Multilabel JSONL format & active learning

hi @suryaiitkgp !

My colleague @Jette16 reminded me there's an alternative data format for multilabel. This includes each tag as the "options" and then whichever are the accepted (selected) labels are in the "accept"

{"options": [{"id": "OTHER"}, {"id": "baking"}, {"id":"bread"}, {"id":"chicken"}, {"id":"eggs"}, {"id":"equipment"}, {"id": "food-safety"},{"id":"meat"}, {"id":"sauce"}, {"id":"storage-method"}, {"id":"substitutions"}], "accept":["OTHER","baking"], "text": "How can I get chewy chocolate chip cookies?\n<p>My chocolate chips cookies are always too crisp. How can I get chewy cookies, like those of Starbucks?</p>\n<hr/>\n<p>Thank you to everyone who has answered. So far the tip that had the biggest impact was to chill and rest the dough, however I also increased the brown sugar ratio and increased a bit the butter.
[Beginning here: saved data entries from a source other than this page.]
PR #139, opened 2025-05-20
fix: failing docs tests

davidberenstein1957:
## Description

This PR fixes the failing tests related to the typos in the code blocks.

## Related Issue

Fixes #(issue number)

## Type of Change

## Checklist

### DIFF
--- a/docs/user_manual/evaluate.rst
+++ b/docs/user_manual/evaluate.rst
@@ -74,6 +74,11 @@ Let's see what that looks like in code.
     # Create and configure EvaluationAgent
     eval_agent = EvaluationAgent(task)
 
+    # Optional: tweak model generation parameters for benchmarking
+    optimized_model.inference_handler.model_args.update(
+        {"max_new_tokens": 100}
+    )
+
     # Evaluate the model
     results = eval_agent.evaluate(optimized_model)
 
@@ -353,8 +358,6 @@ Let's see how this works in code.
 
         .. code-block:: python
 
-            import copy
-
             from diffusers import StableDiffusionPipeline
 
             from pruna import SmashConfig, smash
@@ -372,8 +375,7 @@ Let's see how this works in code.
             pipe = StableDiffusionPipeline.from_pretrained(model_path)
 
             # Smash the model
-            copy_pipe = copy.deepcopy(pipe)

Also adding maple syrup helped. </p>\n"}

Perhaps to test out, can you try to use the example above as test.jsonl and run:

prodigy db-in import_data ./test.jsonl --rehash
prodigy train ./model --textcat-multilabel import_data --eval-split 0.2 --base-model blank:en

This will give us a reproducible use case to ensure there aren't other issues. If this works, then try to convert your data to this format.